Filter the entries beneath this task, copying only the lines that hold the word "enabled".

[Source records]
....
PR #5103, opened 2024-09-26
Support importing on workers in WDL

stxue1:
Mirrors #5025 to the WDL side too
## Changelog Entry
To be copied to the [draft changelog](https://github.com/DataBiosphere/toil/wiki/Draft-Changelog) by merger:

* Added support to import files on workers for toil-wdl-runner

## Reviewer Checklist

 * [ ] Make sure it is coming from `issues/XXXX-fix-the-thing` in the Toil repo, or from an external repo.
    * [ ] If it is coming from an external repo, make sure to pull it in for CI with:
        ```
        contrib/admin/test-pr otheruser theirbranchname issues/XXXX-fix-the-thing
        ```
    * [ ] If there is no associated issue, [create one](https://github.com/DataBiosphere/toil/issues/new).
* [ ] Read through the code changes. Make sure that it doesn't have:
    * [ ] Addition of trailing whitespace.
    * [ ] New variable or member names in `camelCase` that want to be in `snake_case`.
    * [ ] New functions without [type hints](https://docs.python.org/3/library/typing.html).
    * [ ] New functions or classes without informative docstrings.
    * [ ] Changes to semantics not reflected in the relevant docstrings.
    * [ ] New or changed command line options for Toil workflows that are not reflected in `docs/running/{cliOptions,cwl,wdl}.rst` 
    * [ ] New features without tests.
* [ ] Comment on the lines of code where problems exist with a review comment. You can shift-click the line numbers in the diff to select multiple lines.
* [ ] Finish the review with an overall description of your opinion.

## Merger Checklist

* [ ] Make sure the PR passes tests.
* [ ] Make sure the PR has been reviewed **since its last modification**. If not, review it.
* [ ] Merge with the Github "Squash and merge" feature.
    * [ ] If there are multiple authors' commits, add [Co-authored-by](https://github.blog/2018-01-29-commit-together-with-co-authors/) to give credit to all contributing authors.
* [ ] Copy its recommended changelog entry to the [Draft Changelog](https://github.com/DataBiosphere/toil/wiki/Draft-Changelog).
* [ ] Append the issue number in parentheses to the changelog entry.

PR #5098, opened 2024-09-19
Allow importing on workers

stxue1:
#5025
## Changelog Entry
To be copied to the [draft changelog](https://github.com/DataBiosphere/toil/wiki/Draft-Changelog) by merger:

 * Added support to import files on workers for toil-cwl-runner
   * `--runImportsOnWorkers` to enable importing files on workers
   * `--importWorkersDisk` to control how much disk space the import worker will use

## Reviewer Checklist

 * [ ] Make sure it is coming from `issues/XXXX-fix-the-thing` in the Toil repo, or from an external repo.
    * [ ] If it is coming from an external repo, make sure to pull it in for CI with:
        ```
        contrib/admin/test-pr otheruser theirbranchname issues/XXXX-fix-the-thing
        ```
    * [ ] If there is no associated issue, [create one](https://github.com/DataBiosphere/toil/issues/new).
* [ ] Read through the code changes. Make sure that it doesn't have:
    * [ ] Addition of trailing whitespace.
    * [ ] New variable or member names in `camelCase` that want to be in `snake_case`.
    * [ ] New functions without [type hints](https://docs.python.org/3/library/typing.html).
    * [ ] New functions or classes without informative docstrings.
    * [ ] Changes to semantics not reflected in the relevant docstrings.
    * [ ] New or changed command line options for Toil workflows that are not reflected in `docs/running/{cliOptions,cwl,wdl}.rst` 
    * [ ] New features without tests.
* [ ] Comment on the lines of code where problems exist with a review comment. You can shift-click the line numbers in the diff to select multiple lines.
* [ ] Finish the review with an overall description of your opinion.

## Merger Checklist

* [ ] Make sure the PR passes tests.
* [ ] Make sure the PR has been reviewed **since its last modification**. If not, review it.
* [ ] Merge with the Github "Squash and merge" feature.
    * [ ] If there are multiple authors' commits, add [Co-authored-by](https://github.blog/2018-01-29-commit-together-with-co-authors/) to give credit to all contributing authors.
* [ ] Copy its recommended changelog entry to the [Draft Changelog](https://github.com/DataBiosphere/toil/wiki/Draft-Changelog).
* [ ] Append the issue number in parentheses to the changelog entry.

PR #5133, opened 2024-10-24
Add filesize sniffing and parallelize importing on jobs

### LINKED ISSUE #5114: Add filesize sniffing to specify the import job's disk space for WDL and CWL
When `--importWorkerDisk` is not specified for WDL and CWL, there should be some sort of file sniffing functionality to detect the minimum amount of disk space needed for the importing job to run. This probably can't take in account whether a file is streamable or not. We can probably try to stream the files in first with a small disk requirement, and then when that doesn't work, start a child job to run the imports without streaming but with more disk space.

This will likely require retooling the import interface so file streaming can be controlled there.

stxue1:
Closes #5114 
## Changelog Entry

 * Add support for parallel file imports
   * Usurps #5103 and #5098
   * `--importWorkersDisk` replaced with `--importWorkersThreshold`. This specifies the threshold where files will begin to be imported on individual jobs. Small files will be batched into the same import job up to this threshold.

## Reviewer Checklist

        ```
        ```

## Merger Checklist


src/toil/job.py
```diff
@@ -3758,6 +3826,181 @@ def getUserScript(self):
...
+        # Run WDL imports on a worker instead
+
+        individual_files = []
+        batch_files = []
+        # Separate out files that will be imported individually and in a batch
+        for filename, (candidate_uri, parent_id, size) in file_to_data.items():
+            if size < import_workers_threshold:
+                batch_files.append(filename)
+            else:
+                individual_files.append(filename)
```
adamnovak, line 3955: If it gets used like this, it isn't really a threshold for importing on workers (because files under/over it don't get treated differently in terms of whether they are imported on workers). Maybe it should be named more like `max_batch_size`?

src/toil/job.py
```diff
@@ -3758,6 +3826,181 @@ def getUserScript(self):
...
+            filesize = file_to_data[filename][2]
+            if per_batch_size + filesize >= import_workers_threshold:
+                # batch is too big now, store to schedule the batch
+                to_batch.append(per_batch_files)
+                # reset batching calculation
+                per_batch_size = 0
+            else:
+                per_batch_size += filesize
+                per_batch_files.append(filename)
+                batch_files.pop(0)
```
adamnovak, line 3985: If you adjusted this code to be able to handle individual files larger than the target batch size, you could get rid of the concept of `individual_files` and just have everything be (possibly single-file, possibly over-sized) batches.

src/toil/job.py
```diff
@@ -3758,6 +3826,181 @@ def getUserScript(self):
...
+        """
+        Import the workflow inputs and then create and run the workflow.
+        :return: Tuple of a mapping from the candidate uri to the file id and a mapping of the source filenames to its metadata. The candidate uri is a field in the file metadata
+        """
+        import_workers_threshold = self._import_workers_threshold
+        file_to_data = self._file_to_data
+        # Run WDL imports on a worker instead
+
+        individual_files = []
+        batch_files = []
```
adamnovak, line 3949: This sounds more like it ought to hold the files for a particular batch, but really it is the list of all files that need to be batched up.

src/toil/job.py
```diff
@@ -3758,6 +3826,181 @@ def getUserScript(self):
...
+        for file in individual_files:
+            filesize = file_to_data[file][2]
+            candidate_uri = file_to_data[file][0]
+            import_jobs.append(WorkerImportJob([candidate_uri], disk_size=filesize))
+
+        # create multiple batch jobs if necessary to not exceed the threshold
+        per_batch_files = []
+        per_batch_size = 0
+        # This list will hold lists of batched filenames
+        to_batch = []
```
adamnovak, line 3968: And *this* sounds like it holds the list of all files that need to be batched up, but actually it holds the completed batches.

src/toil/job.py
```diff
@@ -3758,6 +3826,181 @@ def getUserScript(self):
...
+
+        # Create individual import jobs
+        import_jobs = []
+        for file in individual_files:
+            filesize = file_to_data[file][2]
+            candidate_uri = file_to_data[file][0]
+            import_jobs.append(WorkerImportJob([candidate_uri], disk_size=filesize))
+
+        # create multiple batch jobs if necessary to not exceed the threshold
+        per_batch_files = []
```
adamnovak, line 3965: This sounds like it would hold a list of lists: for each batch, a list of the files in that batch. The comment above it also suggests it might hold "multiple batch jobs". But actually it holds the current batch under construction.

I would initialize the current thing under construction *after* the list that is going to accumulate all the things constructed.

src/toil/job.py
```diff
@@ -3758,6 +3826,181 @@ def getUserScript(self):
...
+        per_batch_size = 0
+        # This list will hold lists of batched filenames
+        to_batch = []
+        while len(batch_files) > 0 or len(per_batch_files) > 0:
+            if len(batch_files) == 0 and len(per_batch_files) > 0:
+                to_batch.append(per_batch_files)
+                break
```
adamnovak, line 3972: If you move the logic to put a nonempty final batch into the list of batches, and put it *after* the loop, the control flow makes more sense. Then the loop can just be `for filename in batch_files:` and the condition you check after the loop can just be `if per_batch_files:`.

src/toil/job.py
```diff
@@ -3758,6 +3826,181 @@ def getUserScript(self):
...
+
+            filename = batch_files[0]
+            # See if adding this to the queue will make the batch job too big
+            filesize = file_to_data[filename][2]
+            if per_batch_size + filesize >= import_workers_threshold:
+                # batch is too big now, store to schedule the batch
+                to_batch.append(per_batch_files)
+                # reset batching calculation
+                per_batch_size = 0
```
adamnovak, line 3981: Instead of relying on *not* popping the file and coming back around to it, you could start a new batch containing just it.

src/toil/options/runner.py
```diff
@@ -25,14 +25,14 @@ def add_runner_options(
...
-        dest="import_workers_disk",
+        *import_workers_threshold_argument,
+        dest="import_workers_threshold",
         type=lambda x: human2bytes(str(x)),
-        default=None,
-        help="Specify the amount of disk space an import worker will use. If file streaming for input files is not available, "
-        "this should be set to the size of the largest input file. This must be set in conjunction with the argument runImportsOnWorkers."
+        default="1 GiB",
+        help="Specify the file size threshold that determines if the file import will happen in its own job. All files below the threshold "
+        "will go into a batch import job. This should be set in conjunction with the argument --runImportsOnWorkers."
```
adamnovak, line 37: This makes it sound like there's just one batch import job, when really we batch all the imports into batches of about this size.

src/toil/wdl/wdltoil.py
```diff
@@ -1248,51 +1309,168 @@ def _call_eager(
...
+def get_file_sizes(
+    filenames: List[str],
+    file_source: AbstractJobStore,
+    search_paths: Optional[List[str]] = None,
+    import_remote_files: bool = True,
+    execution_dir: Optional[str] = None,
+) -> Dict[str, FileMetadata]:
     """
-    return is_url_with_scheme(filename, REMOTE_SCHEMES)
+    Resolve relative-URI files in the given environment and them then into absolute normalized URIs. Returns a dictionary of WDL file values to a tuple of the normalized URI,
```
adamnovak, line 1332: I don't think `and them then` makes sense.

We might also want to say something different than "WDL file values"; we mean the string values that would appear in the `value` field of a `WDL.Value.File` object. But you could also think that a `WDL.Value.File` object is *itself* a "WDL file value".

src/toil/wdl/wdltoil.py
```diff
@@ -1248,51 +1309,168 @@ def _call_eager(
...
+                # Wasn't found there
+                continue
+            except Exception:
+                # Something went wrong besides the file not being found. Maybe
+                # we have no auth.
+                logger.error(
+                    "Something went wrong when testing for existence of %s",
+                    candidate_uri,
+                )
+                raise
```
adamnovak, line 1386: This duplicates a lot of code with the CWL-side `get_file_sizes()`. Is there a common function that could be extracted here that polls a URL and returns whether it existed and, if so, the size if available, and raises on other errors?

src/toil/wdl/wdltoil.py
```diff
@@ -1248,51 +1309,168 @@ def _call_eager(
...
+
+    return {k: get_filename_size(k) for k in filenames}
+
+
+def convert_files(
+    environment: WDLBindings,
+    file_to_id: Dict[str, FileID],
+    file_to_data: Dict[str, FileMetadata],
+    task_path: str,
+) -> None:
```
adamnovak, line 1428: Instead of altering the `File` objects inside `environment` in place, this function should return a modified copy of `environment`. The `WDLBindings` objects in MiniWDL I think are meant to be immutable.

src/toil/wdl/wdltoil.py
```diff
@@ -5180,8 +5401,8 @@ class WDLStartJob(WDLSectionJob):
 
     def __init__(
         self,
-        target: WDL.Tree.Workflow | WDL.Tree.Task,
-        inputs: WDLBindings,
+        target: Union[WDL.Tree.Workflow, WDL.Tree.Task],
```
adamnovak, line 5404: I think using `|` everywhere instead of `Union` is another pyupgrade change that we want to keep.

src/toil/wdl/wdltoil.py
```diff
@@ -5226,65 +5448,107 @@ def run(self, file_store: AbstractFileStore) -> Promised[WDLBindings]:
...
+        install_imports_job.addFollowOn(start_job)
+
+        return start_job.rv()
 
 
 def make_root_job(
     target: WDL.Tree.Workflow | WDL.Tree.Task,
     inputs: WDLBindings,
-    inputs_search_path: list[str],
+    inputs_search_path: List[str],
```
adamnovak, line 5539: @mr-c also changed to using the new generic support in the base `list`, `dict`, etc. instead of needing to import the versions from `typing`, so we shouldn't undo that.

adamnovak (changes requested):
I think the shape of the import logic is right, but I'm concerned about some variable names and some duplicated code, and about whether the CWL-side import logic actually has all its interdependencies documented sufficiently.

src/toil/cwl/cwltoil.py
```diff
@@ -106,12 +124,21 @@
...
+)
 from toil.jobStores.abstractJobStore import (
     AbstractJobStore,
-    InvalidImportExportUrlException,
-    LocatorException,
     NoSuchFileException,
+    LocatorException,
+    InvalidImportExportUrlException,
     UnimplementedURLException,
 )
```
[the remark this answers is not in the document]
stxue1: It seems like the Makefile code formatter formats quite a few files, except for cwltoil.py. I'll manually undo this change, maybe this was done on accident while I was messing with imports

src/toil/cwl/cwltoil.py
```diff
@@ -1807,17 +1834,68 @@ def path_to_loc(obj: CWLObjectType) -> None:
...
-    import_function: Callable[[str], FileID],
+def extract_files(
+    fileindex: Dict[str, str],
+    existing: Dict[str, str],
+    file_metadata: CWLObjectType,
+    mark_broken: bool = False,
+    skip_remote: bool = False,
+) -> Optional[str]:
+    """
+    Extract the filename from a CWL file record
```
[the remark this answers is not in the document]
stxue1: This function has a bunch of borrowed code from upload_file and write_file. I think if the `file://` scheme exists, some resolving was already done.

src/toil/cwl/cwltoil.py
```diff
@@ -1807,17 +1834,68 @@ def path_to_loc(obj: CWLObjectType) -> None:
...
+        # This is a local file, or we also need to download and re-upload remote files
+        if location not in fileindex:
+            # don't download twice
+            # These dictionaries are meant to keep track of what we're going to import
+            # In the actual import, this is used as a bidirectional mapping from unvirtualized to virtualized
+            # see write_file
+            if not urlparse(location).scheme:
+                rp = os.path.realpath(location)
+            else:
+                rp = location
```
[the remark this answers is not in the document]
stxue1: I borrowed this code from write_file. I believe all files should be resolved into file URIs by this point, so this is likely some edge case. From my limited testing, I can't trigger the realpath branch.

src/toil/cwl/cwltoil.py
```diff
@@ -3445,41 +3523,89 @@ def run(
...
-        super().__init__()
+        basedir: str,
+        skip_remote: bool,
+        bypass_file_store: bool,
+        import_data: Promised[Tuple[Dict[str, FileID], Dict[str, FileMetadata]]],
+        **kwargs: Any,
+    ) -> None:
+        """
+        Job to take the entire CWL object and a mapping of filenames to the imported URIs
+        to convert all file locations to URIs.
```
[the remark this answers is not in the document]
stxue1: Fixed the docstring

src/toil/cwl/cwltoil.py
```diff
@@ -3445,41 +3523,89 @@ def run(
...
         initialized_job_order = unwrap(self.initialized_job_order)
         tool = unwrap(self.tool)
-        root_job, _ = makeJob(
-            tool, initialized_job_order, self.runtime_context, None, None
+
+        def convert_file(filename: str) -> FileID:
+            fileid = candidate_to_fileid[filename]
+            return fileid
+
+        file_convert_function = functools.partial(upload_file, convert_file)
```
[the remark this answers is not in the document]
stxue1: Renamed the functions

src/toil/job.py
```diff
@@ -3758,6 +3826,181 @@ def getUserScript(self):
...
+    For the CWL/WDL runners, this class is only used when runImportsOnWorkers is enabled.
+    """
+
+    def __init__(
+        self,
+        filenames: List[str],
+        disk_size: Optional[ParseableIndivisibleResource] = None,
+        stream: bool = True,
+        **kwargs: Any,
+    ):
```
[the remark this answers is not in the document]
stxue1: Added a docstring. The logic the worker uses to do the import when streaming fails needs to know the amount of disk size it will use. This way, the command line won't report a failed job when streaming fails as I can catch it with a try except block and immediately reschedule. I'm not sure of a foolproof way to move setting the disk requirement to the caller. Then the caller would handle the job failing instead, and would report a failed job, which I don't want.

src/toil/job.py
stxue1: Changed to `file_batches`

src/toil/wdl/wdltoil.py
stxue1: Separated it out into job.py

src/toil/cwl/cwltoil.py
```diff
@@ -3598,18 +3811,22 @@ def visitSteps(
...
         # if they bothered to run the Process __init__.
-        op(cmdline_tool.tool)
+        return op(cmdline_tool.tool)
     else:
         raise RuntimeError(
             f"Unsupported type encountered in workflow "
             f"traversal: {type(cmdline_tool)}"
         )
+    # Satisfy mypy, but this branch should never be reached in practice
+    return []
```
mr-c, line 3829:
```suggestion
    raise RuntimeError(
        f"Unsupported type encountered in workflow "
        f"traversal: {type(cmdline_tool)}"
    )

```

src/toil/cwl/cwltoil.py
```diff
@@ -37,7 +37,24 @@
...
 from tempfile import NamedTemporaryFile, TemporaryFile, gettempdir
 from threading import Thread
-from typing import IO, Any, Callable, Literal, Optional, TextIO, TypeVar, Union, cast
+from typing import (
+    IO,
+    Any,
+    Callable,
+    Dict,
+    Iterator,
+    List,
```
adamnovak, line 46: I think we don't need `Dict` and `List` anymore because we can use `dict` and `list` now.

src/toil/job.py
```diff
@@ -3758,6 +3776,374 @@ def getUserScript(self):
...
+    source: str
+    parent_dir: str
+    size: Optional[int]
+
+
+def potential_absolute_uris(
+    uri: str,
+    path: list[str],
+    importer: str | None = None,
+    execution_dir: str | None = None,
```
adamnovak, line 3796: We might actually still need `Optional` on 3.9.

src/toil/job.py
```diff
@@ -3758,6 +3776,374 @@ def getUserScript(self):
...
+
+            # Work out what the basename for the file was
+            file_basename = os.path.basename(urlsplit(candidate_uri).path)
+
+            if file_basename == "":
+                # We can't have files with no basename because we need to
+                # download them at that basename later.
+                raise RuntimeError(
+                    f"File {candidate_uri} has no basename and so cannot be a WDL File"
+                )
```
adamnovak, line 3939: This error message is WDL-specific. I'm not sure if it's OK to impose the constraint on CWL as well, but if we do we should just complain generically that the file has no basename.
```suggestion
            if file_basename == "":
                # We can't have files with no basename because we need to
                # download them at that basename later in WDL.
                raise RuntimeError(
                    f"File {candidate_uri} has no basename"
                )
```

src/toil/job.py
```diff
@@ -3758,6 +3776,374 @@ def getUserScript(self):
...
+        stream: bool = True,
+        **kwargs: Any,
+    ):
+        """
+        Setup importing files on a worker.
+        :param filenames: List of file URIs to import
+        :param disk_size: Designated disk space the worker can use when importing. Disregarded if stream is enabled.
+        :param stream: Whether to stream a file import or not. We don't have machinery to ensure
+        streaming, so if true, assume streaming works and don't give the worker a lot of disk space to work with.
+        If streaming fails, the worker will run out of resources and allocate a child job to handle the import with enough disk space.
```
adamnovak, line 4006: We might need to indent this for the docs to parse it right.
```suggestion
               streaming, so if true, assume streaming works and don't give the worker a lot of disk space to work with.
               If streaming fails, the worker will run out of resources and allocate a child job to handle the import with enough disk space.
```

src/toil/job.py
```diff
@@ -3758,6 +3776,374 @@ def getUserScript(self):
...
+            # the worker enough disk space
+            # OSError 28 is no space left on device
+            if e.errno == 28 and self.stream is True:
+                non_streaming_import = WorkerImportJob(
+                    self.filenames, self.disk_size, stream=False
+                )
+                self.addChild(non_streaming_import)
+                return non_streaming_import.rv()
+            else:
+                raise
```
adamnovak, line 4062: I don't think this is a good approach; we don't always sandbox jobs to keep them within their requested disk space, so if one job goes over its disk request it can make a *different* job fail due to not having enough space for *its* temporary files.

This might honestly be better if we *didn't* handle the case where the attempted streaming import went over its disk space limit, and just made it the user's problem to set a disk space limit big enough if they have any imports that can't actually stream?

Or we could implement a flag on the job store import method to only allow streaming and fail if streaming is not possible, and catch *that* and do the fallback.

Also, if we hit the disk space limit after importing several files already, when do we delete those imported copies? It looks like we will leave them behind in the job store and then re-import the same files non-streaming with more disk space.

src/toil/job.py
adamnovak: We have another empty basename check in the WDL-specific code; is this one maybe redundant?

adamnovak (changes requested):
I still don't think the idea of hoping to notice via exception whether we have exhausted our disk space is going to work. Some backends just kill the job instead of giving you an exception, whereas others let you plow right through your disk limit and interfere with other jobs. (Usually other jobs in the *workflow*, of which there shouldn't really be any of note during file import, but it's still not a thing jobs are meant to knowingly do.)

I am also still dubious of the `extract_file_uri_once` design being the best approach there (who would think to themselves "I want to get the file URI but only if it hasn't already been put in the cache"?). But it kind of has to be the shape it is to be mapped over the files, so maybe it really is the best we can do?

src/toil/job.py
stxue1: I think I'll leave it up to the user to deal with if this is too complicated to support.

adamnovak (approved):
I think that this looks good now.

src/toil/cwl/cwltoil.py
```diff
@@ -3598,20 +3809,23 @@ def visitSteps(
         # For workflows we need to dispatch on steps
         for step in cmdline_tool.steps:
             # Handle the step's tool
-            op(step.tool)
+            ret = op(step.tool)
             # Recures on the embedded tool; maybe it's a workflow.
-            visitSteps(step.embedded_tool, op)
+            recurse_ret = visitSteps(step.embedded_tool, op)
+            ret.extend(recurse_ret)
+            return ret
```
DailyDreaming, line 3816: @stxue1 I'm not sure that this returns a list?  Is this intended to always return the first (and only the first) step?  Maybe this shouldn't be a loop if so, and `cmdline_tool.steps[0]` used, just to make it clear.

DailyDreaming (dismissed):

src/toil/cwl/cwltoil.py
stxue1: To be honest I'm not too certain why this is done in a loop and returned after the first step. `cmdline_tool.steps[0]` would probably work too, except it seems like it can be possible for the cmdline_tool to have no steps and that we should error in that case. As long as the `cmdline_tool` has steps though, the funciton should always return a list though

adamnovak:
It looks like some of the CWL conformance tests fail with this:

```
Test 186 failed: toil-cwl-runner --clean=always --logDebug --statusWait=10 --retryCount=2 --relax-path-checks --eval-timeout=600 --caching=False --bypass-file-store --setEnv=SINGULARITY_DOCKER_HUB_MIRROR --scale=0.1 --outdir=/tmp/tmpcry3fq5m --quiet tests/dynresreq-workflow-tooldefault.cwl tests/empty.json
Within a workflow, test accessing the size attribute of an optional input File as part of a CommandLineTool's ResourceRequirement calculation. The CommandLineTool input has a default value (a local file) and the workflow nor the workflow step does not provide any value for this input.
Returned non-zero
```

src/toil/cwl/cwltoil.py
stxue1: I think I forgot to visit all steps, I moved the return statement down so it should now return the *right* list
....
● RESULT BELOW:
+    For the CWL/WDL runners, this class is only used when runImportsOnWorkers is enabled.
+        :param disk_size: Designated disk space the worker can use when importing. Disregarded if stream is enabled.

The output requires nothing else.